February 10, 2014
Glad to find a place to talk DW's. Seems I can find information on all kinds of revolvers except for ones like mine.
I'm from the Northern VA area (just outside of DC), and am a member of the Peacemaker National Training Center in WVA. Enough about me, more about gun.
I bought a 6" stainless .44 Mag back in May, sight unseen other than pictures. Turned out to be very clean, with no noticeable marks in the bore and not even cylinder burn marks (maybe cleaned too hard). I've ran about 300 rounds through it (150 box .44 mag, 100 box 44 special, and 50 of my own handloads), and love it to death. It wears Hogue rubber grips most of the time, but a set of Hogue Rosewood grips when it feels like showing off.

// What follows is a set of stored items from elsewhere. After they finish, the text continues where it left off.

PR #873, opened 2026-03-02
fix: port getPaiDir() CLAUDE_CONFIG_DIR portability to v4.0.3

raychaser:
## Summary

- Ports the `getPaiDir()` centralized path resolution from v4.0.1 (#838) to the v4.0.3 release
- Same migration: replaces ~15 inline patterns across 49 files with `getPaiDir()` from `hooks/lib/paths.ts`
- Handles `$HOME`, `${HOME}`, and `~` expansion (Claude Code doesn't expand shell variables in `settings.json` env values)
- When `PAI_DIR` is unset, behavior is byte-identical to before this PR
- Includes the same error handling improvements and ancestor traversal blocker

This is the v4.0.3 counterpart to #838 (v4.0.1). See #838 for the full design rationale, or issue #830 for the original problem description.

## What changed (51 files, +546 −135)

Identical migration pattern as #838, applied to `Releases/v4.0.3/`:

- **44 files** — `getPaiDir()` import replacing inline `process.env.HOME! + '/.claude'`, `join(homedir(), '.claude')`, etc.
- **1 file** — `hooks/lib/paths.ts` — removed 3 unused convenience wrappers
- **1 new file** — `.claude/.claude/settings.json` — ancestor traversal blocker
- **1 new file** — `test-nondefault-install.sh` — validation script
- **Error handling** — LoadContext, notifications, AlgorithmPhaseReport, ActivityParser, SessionHarvester, LastResponseCache

**Intentionally NOT migrated:** `skills/Telos/DashboardTemplate/` (4 Next.js route handlers) and `PAI-Install/` (3 installer files) — both run in separate bundling contexts.

## Test plan

- [x] Installed at non-default dir, launched with `CLAUDE_CONFIG_DIR=~/raychaser/claude`
- [x] Banner loads, hooks fire, statusline renders
- [x] No hook doubling (ancestor traversal blocker in place)
- [x] Default `~/.claude` behavior unchanged when `PAI_DIR` is unset
- [x] v4.0.3 community fixes (PRs #800, #836, #817, #846) verified intact after migration

🤖 Generated with [Claude Code](https://claude.com/claude-code)

PR #1039, opened 2026-04-05
fix(hooks): use getPaiDir() instead of hardcoded ~/.claude paths

MarvinDontPanic:
## Summary

Replaces hardcoded `join(HOME, '.claude')` fallbacks with `getPaiDir()` from `hooks/lib/paths.ts` in 4 hooks:

- **LastResponseCache.hook.ts** — cache path via `getPaiDir()`
- **RatingCapture.hook.ts** — `BASE_DIR` via `getPaiDir()`
- **SessionCleanup.hook.ts** — `BASE_DIR` via `getPaiDir()`
- **WorkCompletionLearning.hook.ts** — `BASE_DIR` via `getPaiDir()`

## Motivation

Claude Code v2.1.78+ hardened `~/.claude/` as a protected directory, blocking writes even with `--dangerously-skip-permissions`. Users who set `PAI_DIR` to install PAI outside `~/.claude/` need hooks to respect that variable.

`getPaiDir()` already exists in `hooks/lib/paths.ts` and is used by SecurityValidator, SessionAutoName, RelationshipMemory, KittyEnvPersist, and LoadContext. This completes the migration for the remaining 4 hooks.

Related: #992, #873, #994

## Backward Compatible

Yes — `getPaiDir()` falls back to `~/.claude` when `PAI_DIR` is not set.

## Test plan

- [ ] Hooks work with default `PAI_DIR=~/.claude`
- [ ] Hooks work with custom `PAI_DIR=~/pai`

### DIFF
--- a/Releases/v4.0.3/.claude/hooks/LastResponseCache.hook.ts
+++ b/Releases/v4.0.3/.claude/hooks/LastResponseCache.hook.ts
@@ -12,9 +12,9 @@
  */
 
 import { readHookInput, parseTranscriptFromInput } from './lib/hook-io';
+import { getPaiDir } from './lib/paths';
 import { writeFileSync } from 'fs';
 import { join } from 'path';
-import { homedir } from 'os';
 
 async function main() {
   const input = await readHookInput();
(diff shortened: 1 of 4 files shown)


danielmiessler:

PR #1040, opened 2026-04-05
fix(tools): use PAI_DIR env var instead of hardcoded ~/.claude paths

MarvinDontPanic:
## Summary

Adds `process.env.PAI_DIR` fallback to 15 PAI Tools that hardcode `~/.claude` as the base directory. Each tool now checks `PAI_DIR` first, falling back to `~/.claude` for backward compatibility.

**Tools fixed:** ActivityParser, AlgorithmPhaseReport, Banner, BannerMatrix, BannerNeofetch, BannerRetro, BuildCLAUDE, FeatureRegistry, LearningPatternSynthesis, LoadSkillConfig, NeofetchBanner, pai, RebuildPAI, SessionHarvester, SessionProgress.

Also includes the 4 hook fixes from #1039 (LastResponseCache, RatingCapture, SessionCleanup, WorkCompletionLearning) since the tools branch was built on top of that work.

## Motivation

Claude Code v2.1.78+ hardened `~/.claude/` as a protected directory. Users who set `PAI_DIR` outside `~/.claude/` need tools to respect that variable. Currently, 15 tools ignore `PAI_DIR` entirely.

Related: #992, #873, #994, #1039

## Special case: BuildCLAUDE.ts

`BuildCLAUDE.ts` reads PAI content from `PAI_DIR` but ALWAYS writes `CLAUDE.md` to `~/.claude/CLAUDE.md` since Claude Code reads it from that fixed location.

## Backward Compatible

Yes — all tools fall back to `~/.claude` when `PAI_DIR` is not set.

## Test plan

- [ ] Tools work with default `PAI_DIR=~/.claude`
- [ ] Tools work with custom `PAI_DIR=~/pai`
- [ ] BuildCLAUDE.ts writes to `~/.claude/CLAUDE.md` regardless of `PAI_DIR`

### DIFF
--- a/Releases/v4.0.3/.claude/PAI/Tools/ActivityParser.ts
+++ b/Releases/v4.0.3/.claude/PAI/Tools/ActivityParser.ts
@@ -21,7 +21,7 @@ import * as path from "path";
 // Configuration
 // ============================================================================
 
-const CLAUDE_DIR = path.join(process.env.HOME!, ".claude");
+const CLAUDE_DIR = process.env.PAI_DIR || path.join(process.env.HOME!, ".claude");
 const MEMORY_DIR = path.join(CLAUDE_DIR, "MEMORY");
 const USERNAME = process.env.USER || require("os").userInfo().username;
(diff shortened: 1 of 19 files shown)


danielmiessler:

PR #1042, opened 2026-04-06
fix(Inference.ts): add --no-session-persistence to prevent orphan session files

### LINKED ISSUE #947: Inference.ts: recursive claude -p calls pollute resume session list
## Summary

`Inference.ts` runs `claude -p` for sentiment analysis, failure description generation, and other inference tasks. Each invocation creates a persisted session that appears in `claude --resume`, polluting the resume picker with hundreds of short, meaningless inference sessions.

Over normal usage, this generates **224+ ghost sessions** that crowd out real conversations in the resume list.

## Environment

- PAI v4.0.0, Algorithm v3.5.0
- Claude Code (Windows/MSYS2)
- Inference callers: `RatingCapture.hook.ts` (UserPromptSubmit), `FailureCapture.ts`

## Root Cause

`Inference.ts:99` builds the `claude -p` command without `--no-session-persistence`:

```typescript
const cmd = `cat "${pf}" | claude -p --model ${config.model} --output-format text --setting-sources '' --system-prompt "$(cat "${sf}")" > "${of}" 2> "${ef}"`;
```

The existing reliability measures (env stripping per #931, background+file approach per #26190, `--setting-sources ''`) prevent hangs and recursive hook firing — but sessions are still written to disk and indexed in the resume picker.

## Fix

Add `--no-session-persistence` to the `claude -p` command in `Inference.ts`:

```typescript
const cmd = `cat "${pf}" | claude -p --no-session-persistence --model ${config.model} --output-format text --setting-sources '' --system-prompt "$(cat "${sf}")" > "${of}" 2> "${ef}"`;
```

One-line change. All callers (RatingCapture, FailureCapture, any future inference users) are fixed since they all go through `inference()`.

## Cleanup

Existing polluted sessions can be identified by grepping session JSONL files for inference markers:

```bash
grep -rl "CLASSIFY THIS MESSAGE FOR SENTIMENT\|Generate the 8-word description" ~/.claude/projects/*/*.jsonl
```

And safely deleted — they contain only single-turn classification prompts with no user value.

## Verification

After the fix:
1. Trigger a `UserPromptSubmit` hook (send any message in Claude Code)
2. Check `ls ~/.claude/projects/C--Users-rohan/*.jsonl | wc -l` — count should not increase
3. `claude --resume` should only show real conversations

## Notes

- Related to #931 (Inference.ts env cleanup) — this is the remaining gap after env stripping was added
- The `--no-session-persistence` flag is documented as working only with `--print`, which is exactly how Inference.ts uses it

BrentEubanks:
## Summary

Adds `--no-session-persistence` flag to the `claude --print` args in `Inference.ts`. Without this flag, every hook that calls `Inference.ts` (SessionAutoName on 2nd+ turn, RatingCapture on responses) creates a new `.jsonl` session file per invocation, producing dozens of orphan files per conversation that clutter the `claude --resume` picker.

## The Fix

One line added to the args array in `Inference.ts` (line 85), after `--setting-sources`:

```typescript
'--no-session-persistence',  // Prevent orphan .jsonl files (fixes #947)
```

The `--no-session-persistence` flag is compatible with `--print` (which `Inference.ts` already uses) and simply tells the CLI not to write a session file for transient inference calls.

## Testing

- Ran PAI with this fix applied for several days of active use
- Confirmed: zero new orphan `.jsonl` files created after the fix
- Confirmed: SessionAutoName and RatingCapture continue to function normally
- Confirmed: `claude --resume` picker shows only real sessions

## Context

Fixes #947. Previous attempts at this fix (#635, #956) were either mis-targeted at older release paths or bundled with unrelated changes. This PR is scoped to the single flag addition only.

### DIFF
--- a/Releases/v4.0.3/.claude/PAI/Tools/Inference.ts
+++ b/Releases/v4.0.3/.claude/PAI/Tools/Inference.ts
@@ -82,6 +82,7 @@ export async function inference(options: InferenceOptions): Promise<InferenceRes
       '--tools', '',  // Disable tools for faster response
       '--output-format', 'text',
       '--setting-sources', '',  // Disable hooks to prevent recursion
+      '--no-session-persistence',  // Prevent orphan .jsonl files (fixes #947)
       '--system-prompt', options.systemPrompt,
     ];
 


danielmiessler:
Hey @BrentEubanks — Kai here, Daniel's AI assistant. (Quick fix: my prior comment had a busted escape on the empty-string flag value; reposting the corrected version.)

Closing this out because v5.0.0 `PAI/TOOLS/Inference.ts` is wholesale rewritten — it now strips `CLAUDECODE`, `ANTHROPIC_API_KEY`, and `ANTHROPIC_AUTH_TOKEN` from the env, passes empty-string `--setting-sources` and `--exclude-dynamic-system-prompt-sections` to keep the prompt prefix cache-friendly, and writes prompts via stdin to avoid ARG_MAX. The specific failure mode tied to the v4-era subprocess shape no longer exists (verified).

**If you can reproduce a related concern against v5.0.0 `Inference.ts`, please open a fresh issue against the new release.** Thanks for taking the time to file this — really appreciated.

— Kai 🤖

PR #1044, opened 2026-04-07
fix: harvest session state before /clear and /compact

### LINKED ISSUE #1043: SessionEnd hooks skipped on /clear and /compact — learnings lost
## Problem

`/clear` and `/compact` destroy conversation context but don't trigger `SessionEnd`. This means:

- **WorkCompletionLearning** never fires — work state, ISC progress, and session insights are lost
- **RelationshipMemory** never fires — interaction patterns from the session aren't captured
- **Session progress** isn't snapshotted — if the user continues in the same session, there's no record of what came before

`/compact` fires `PostCompact`, but that hook only re-injects state — it doesn't save anything.

## Impact

Users who frequently use `/clear` (to start fresh mid-session) or `/compact` (to manage context) lose all the learning/relationship data that `SessionEnd` would have captured. The more actively someone manages their context, the more data they lose.

## Proposed fix

A `UserPromptSubmit` hook that detects `/clear` and `/compact` in the prompt text and runs a lightweight harvest before the command executes:

1. **Work completion learning** — same as `WorkCompletionLearning`: capture work state, ISC progress
2. **Relationship notes** — same as `RelationshipMemory`: extract W/B/O notes from transcript
3. **Progress snapshot** — annotate active progress files with a context-reset marker
4. **Rating signal flush** — mark the reset point in `ratings.jsonl` so analysis knows context changed

The hook does NOT run cleanup (tab reset, state deletion) since the session continues after both commands.

Fast exit (<5ms) for all non-matching prompts — zero overhead on normal usage.

qozle:
## Summary

- `/clear` and `/compact` destroy conversation context without triggering `SessionEnd`, so `WorkCompletionLearning`, `RelationshipMemory`, and progress snapshots are silently lost
- Adds `PreContextReset.hook.ts` — a `UserPromptSubmit` hook that detects `/clear` and `/compact` and runs a lightweight harvest before context is destroyed
- Registered first in the `UserPromptSubmit` hook chain so it runs before other hooks

## What it harvests

1. **Work completion learning** — captures active work state and ISC progress to `MEMORY/LEARNING/`
2. **Relationship notes** — appends session interaction notes to `MEMORY/RELATIONSHIP/`
3. **Progress snapshot** — annotates active progress files with a context-reset marker
4. **Rating signal marker** — marks the reset point in `ratings.jsonl` so downstream analysis knows context changed

Does NOT run cleanup (tab reset, state deletion) since the session continues after both commands.

## Performance

- Non-matching prompts (99% of traffic): **<5ms** fast exit
- Matching prompts: **<100ms** — all disk I/O, no inference calls

## Test plan

- [ ] Run with non-reset prompt — verify silent fast exit, no side effects
- [ ] Run with `/clear` — verify learning file created, relationship note appended, rating marker written
- [ ] Run with `/compact` — same verification
- [ ] Verify no active work state handles gracefully (no crash, no empty files)

Closes #1043

### DIFF
--- a/Releases/v4.0.3/.claude/hooks/PreContextReset.hook.ts
+++ b/Releases/v4.0.3/.claude/hooks/PreContextReset.hook.ts
@@ -1,0 +1,316 @@
+#!/usr/bin/env bun
+/**
+ * PreContextReset.hook.ts - Harvest session before /clear or /compact
+ *
+ * PURPOSE:
+ * /clear and /compact destroy conversation context without triggering SessionEnd.
+ * This means WorkCompletionLearning, RelationshipMemory, and progress snapshots
+ * are never captured. This hook intercepts those commands via UserPromptSubmit
+ * and runs a lightweight harvest before context is lost.
+ *
+ * TRIGGER: UserPromptSubmit
+ *
+ * INPUT:
+ * - stdin: Hook input JSON (session_id, prompt, transcript_path)
+ *
+ * FLOW:
+ * 1. Read prompt from stdin
+ * 2. If prompt is NOT /clear or /compact → exit immediately (<5ms)
+ * 3. If match → run harvest pipeline and exit
+ *
+ * SIDE EFFECTS:
+ * - Creates: MEMORY/LEARNING/<category>/<YYYY-MM>/<datetime>_context_reset.md
+ * - Appends: MEMORY/RELATIONSHIP/<YYYY-MM>/<YYYY-MM-DD>.md
+ * - Updates: MEMORY/STATE/progress/<project>-progress.json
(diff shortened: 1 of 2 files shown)


danielmiessler:
Thanks for building this, @qozle — it's a thoughtful contribution and clearly real work went into it.

After looking at it against where the system is now, I'm going to pass on merging it: real gap you spotted — /clear and /compact do skip SessionEnd and can drop capture; we're deciding between a native PreCompact hook and the autonomic memory loop, so closing as a design call rather than a direct merge. It's more of a product/direction call than a bug fix, and it isn't the direction I'm taking that part of the system right now.

PR #1050, opened 2026-04-07
fix: WorkCompletionLearning reads nonexistent state files

### LINKED ISSUE #972: WorkCompletionLearning hook never generates learnings (2 bugs)
## Summary

`hooks/WorkCompletionLearning.hook.ts` (v4.0.3) has two bugs that prevent it from ever generating learning files in `MEMORY/LEARNING/`. The hook silently exits on every SessionEnd, meaning the WORK→LEARNING bridge has never functioned.

## Bug 1: `current-work.json` dependency doesn't exist

**Location:** `findStateFile()` (line ~64)

The function looks for `MEMORY/STATE/current-work.json` or `current-work-{sessionId}.json`:

```typescript
function findStateFile(sessionId?: string): string | null {
  if (sessionId) {
    const scoped = join(STATE_DIR, `current-work-${sessionId}.json`);
    if (existsSync(scoped)) return scoped;
  }
  const legacy = join(STATE_DIR, 'current-work.json');
  if (existsSync(legacy)) return legacy;
  return null;
}
```

**Problem:** Nothing in PAI or Claude Code creates either of these files. The hook always exits with `"No active work session"` on line 276.

**Fix:** Replace with a lookup in `MEMORY/STATE/work.json` (populated by PRDSync hook), matching `session_id` from stdin to `sessionUUID` in work.json entries.

## Bug 2: Section header mismatch

**Location:** ISC extraction regex (line ~326)

```typescript
const iscMatch = prdContent.match(/## IDEAL STATE CRITERIA[\s\S]*?(?=\n## |$)/);
```

**Problem:** `PAI/PRDFORMAT.md` v2.0 defines the section as `## Criteria`, not `## IDEAL STATE CRITERIA`. The regex never matches, so ISC content is never extracted.

**Fix:** Update regex to accept both formats:
```typescript
const iscMatch = prdContent.match(/## (?:IDEAL STATE CRITERIA|Criteria)[\s\S]*?(?=\n## |$)/);
```

## Additional: Field name mismatch

PRD frontmatter uses `task:` but `WorkMeta` interface expects `title:`. Similarly `slug:`→`id:` and `started:`→`created_at:`. The `parseYaml()` output needs field mapping for v4.0 PRDs.

## Impact

- `MEMORY/LEARNING/SYSTEM/` and `MEMORY/LEARNING/ALGORITHM/` remain permanently empty
- The learning loop described in `MEMORYSYSTEM.md` never activates
- 49 sessions tested, 0 learning files generated

## Verification

Both bugs confirmed identical in upstream repo (`Releases/v4.0.3/.claude/hooks/WorkCompletionLearning.hook.ts`) and local install. Fix applied and tested locally — hook now correctly generates `.md` learning files with ISC content.

## Environment

- PAI v4.0.3
- Claude Code on WSL2 (Linux 6.6.87.2)
- Bun runtime

qozle:
Fixes #972

## Problem

`WorkCompletionLearning.hook.ts` never generates learning files due to two bugs:

1. **`findStateFile()` looks for files that don't exist.** It searches for `MEMORY/STATE/current-work.json` or `current-work-{sessionId}.json`, but nothing in PAI creates these files. The hook always exits with "No active work session."

2. **ISC regex doesn't match PRD v2.0 format.** The regex looks for `## IDEAL STATE CRITERIA` but `PRDFORMAT.md` v2.0 defines the section as `## Criteria`. ISC content is never extracted.

There's also a field name mismatch: PRD frontmatter uses `task`/`slug`/`started` but the `WorkMeta` interface expects `title`/`id`/`created_at`.

## Fix

1. Replace `findStateFile()` with `findWorkSession()` that reads `work.json` (the actual state file, populated by PRDSync hook) and matches sessions by `sessionUUID`.

2. Update the ISC regex to accept both `## IDEAL STATE CRITERIA` (legacy) and `## Criteria` (v2.0).

3. Add field mapping in `parseYaml()` so v2.0 frontmatter fields get mapped to the interface fields the rest of the hook expects.

## Verification

- Confirmed `PRDSync.hook.ts` writes to `MEMORY/STATE/work.json` via `syncToWorkJson()` in `prd-utils.ts`
- Confirmed `prd-utils.ts` `countCriteria()` uses `## Criteria` header (line 61), matching the fix
- Confirmed `work.json` registry keys sessions by slug (= the WORK directory name), so `session_dir` mapping is correct

### DIFF
--- a/Releases/v4.0.3/.claude/hooks/WorkCompletionLearning.hook.ts
+++ b/Releases/v4.0.3/.claude/hooks/WorkCompletionLearning.hook.ts
@@ -12,7 +12,7 @@
  *
  * INPUT:
  * - stdin: Hook input JSON (session_id, transcript_path)
- * - Files: MEMORY/STATE/current-work.json, MEMORY/WORK/<dir>/META.yaml
+ * - Files: MEMORY/STATE/work.json (populated by PRDSync), MEMORY/WORK/<dir>/PRD.md
  *
  * OUTPUT:
  * - stdout: None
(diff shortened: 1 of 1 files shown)


danielmiessler:
Thanks a lot for this, @qozle — really appreciate you flagging it and taking the time to write the fix.

When I went back through the current source, this turns out to already be handled: the current source already reads from work.json and ISA.md/PRD.md — the exact nonexistent-state-file bug you fixed was independently resolved and has since evolved further. The system has moved a fair bit since you opened this (the PAI → LifeOS rename and a few subsystem rewrites), so the gap you spotted has since been closed independently.

PR #288, opened 2026-01-01
feat: Linux compatibility fixes for cross-platform PAI

fayerman-source:
## Summary

Fixes 4 critical Linux compatibility issues, enabling PAI installation on Google Gemini CLI and other Linux environments.

- Fix sed -i '' syntax (blocks GNU sed)
- Fix /opt/homebrew hardcoded paths
- Add systemd user service for auto-start
- Update outdated Linux warnings in docs

## Motivation

After contributing Google Cloud TTS (#285), we tested PAI installation on Linux (Ubuntu/WSL2) to enable use with Google Gemini CLI. Found several blocking issues that prevent Linux users from installing PAI without manual modifications.

## What's Changed

| File | Fix |
|------|-----|
| kai-voice-system/INSTALL.md | Platform-aware sed syntax + systemd service |
| kai-observability-server/manage.sh | Conditional Homebrew PATH |
| kai-observability-server.md | Updated PATH documentation |
| kai-voice-system/VERIFY.md | Accurate Linux support message |
| PLATFORM.md | NEW - Complete 22-issue inventory + roadmap |

## Key Improvements

**sed Command:** Added USERNAME fallback and platform detection for macOS BSD vs GNU sed

**PATH Detection:** Conditional Homebrew path only if directory exists

**systemd Auto-Start:** Full Linux support using systemd best practices (percent-h, WorkingDirectory, loginctl linger)

**Documentation:** New PLATFORM.md tracking all 22 platform issues with community contribution roadmap

## Testing

Tested on Ubuntu 24.04 (WSL2) with systemd 255:
- sed commands work without errors
- manage.sh finds bun correctly
- systemd service starts and survives logout
- Voice notifications play audio
- Platform detection patterns consistent

## Breaking Changes

None. macOS functionality unchanged. Pure additions for Linux support.

## Aligns with PAI Principles

Simple platform detection via uname, UNIX philosophy with native tools, transparent user-visible logic, deterministic behavior, removes macOS-only assumptions.

---

Generated with Claude Code

PR #1061, opened 2026-04-11
fix(VoiceServer): cross-platform audio playback in playAudio()

MHoroszowski:
## Summary

`VoiceServer/server.ts:playAudio()` hardcodes `/usr/bin/afplay`, which is macOS-only. On Linux every TTS notification fails with `ENOENT` and the voice server appears to work but produces no audio — the failure is swallowed by the fire-and-forget `curl` pattern at the call sites, so users see ✅ success in their terminal and silent speakers.

This PR makes audio playback cross-platform. It is **complementary** to #1030 (which covers the desktop-notification half via `notify-send`) and addresses the audio-playback half of #855 — neither file region overlaps.

## Change

Extract player resolution into a small `getAudioPlayer()` helper, then call it from `playAudio()`:

| Platform | Player | Notes |
|---|---|---|
| `darwin` | `/usr/bin/afplay` | unchanged behavior |
| linux + ffplay present | `/usr/bin/ffplay` | preferred — `ffmpeg` is widely preinstalled |
| linux + mpg123 present | `/usr/bin/mpg123` | lightweight fallback (~500 KB) |
| neither | throws with install hint | actionable error instead of `ENOENT` |

Volume is preserved across players: `afplay -v` (0..1 float), `ffplay -volume` (0..100 int), `mpg123 -f` (0..32768 PCM scale).

## Why ffplay first, mpg123 second

`ffplay` ships with `ffmpeg` which is already a dependency on most modern dev boxes; `mpg123` is the well-known minimal fallback called out in #855. Trying both gives users a graceful path on minimal containers/distros without forcing a heavy install.

## Test plan

- [x] Verified on Ubuntu 24.04 / WSL2 on Windows 11 — TTS audio plays through WSLg PulseAudio to Windows speakers with **zero additional configuration** (no PulseAudio TCP forwarding, no Docker shenanigans)
- [x] mpg123 fallback path verified directly (`mpg123 -q -f 32768 /tmp/voice-*.mp3` → exit 0, audio plays)
- [x] macOS code path unchanged — same `afplay -v` invocation
- [x] No new dependencies; no changes outside `playAudio()` and the new helper
- [ ] macOS smoke test (would appreciate a maintainer running it before merge — I don't have a Mac handy)

## Scope

- ✅ `playAudio()` only
- ❌ Desktop notifications — already handled by #1030
- ❌ `start.sh` / `stop.sh` / `restart.sh` (`launchctl` → systemd-user) — separate PR, deserves its own discussion

## References

- Addresses the audio-playback half of #855
- Complementary to #1030
- Historical context in #685 (notes that PR #288 once fixed all of this and it was lost in the v3.0 restructuring)

### DIFF
--- a/Releases/v4.0.3/.claude/VoiceServer/server.ts
+++ b/Releases/v4.0.3/.claude/VoiceServer/server.ts
@@ -369,14 +369,47 @@ async function generateSpeech(
   return await response.arrayBuffer();
 }
 
-// Play audio using afplay (macOS)
+// Resolve the audio player command + arg builder for the current platform.
+// macOS uses afplay; Linux tries ffplay (ffmpeg) then falls back to mpg123.
+function getAudioPlayer(volume: number, tempFile: string): { command: string; args: string[] } | null {
+  if (process.platform === 'darwin') {
+    return { command: '/usr/bin/afplay', args: ['-v', volume.toString(), tempFile] };
+  }
+
+  const clamped = Math.max(0, Math.min(1, volume));
+
+  if (existsSync('/usr/bin/ffplay')) {
+    return {
+      command: '/usr/bin/ffplay',
+      args: ['-nodisp', '-autoexit', '-loglevel', 'quiet', '-volume', Math.round(clamped * 100).toString(), tempFile],
+    };
+  }
+
+  if (existsSync('/usr/bin/mpg123')) {
+    // mpg123 -f scales raw PCM by integer 0..32768
+    return {
+      command: '/usr/bin/mpg123',
+      args: ['-q', '-f', Math.round(clamped * 32768).toString(), tempFile],
+    };
+  }
+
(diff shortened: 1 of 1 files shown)


MHoroszowski:
Heads up: #1072 is stacked on this branch — it extends the `getAudioPlayer()` pattern introduced here to cover desktop notifications, log paths, and port checks for Linux/WSL2. Because the base of #1072 can't point at a fork branch, it targets `main` directly, so its diff currently shows this PR's changes + the new changes combined; once this merges, #1072's diff will auto-collapse to only the new work. Suggest reviewing/merging this one first.

MHoroszowski:
Closing this — it's been working great as a fork-only patch on Linux/WSL2 for ~2 weeks; not blocking on upstream review. Happy to reopen if there's interest.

I'll probably be posting some questions later on in the week when I can take pictures with a nice camera and take measurements, related to cylinder rubbing the forcing cone, endshake, and maybe a slightly bent ejector rod (not quite sure yet), but first I've got to dig through threads to see if there are answers already.
Thanks for reading.
Dans Club
March 2, 2008
Welcome to DWF, cylinder rubbing on forcing cone is surely a barrel/cylinder gap issue. Always check the gap on all six chambers, and set your gap on the tightest one. You can normally go .002-.003 on the tightest one, but a very heavy shooting session in a .44 Mag could still shrink that gap once everything gets really heated up.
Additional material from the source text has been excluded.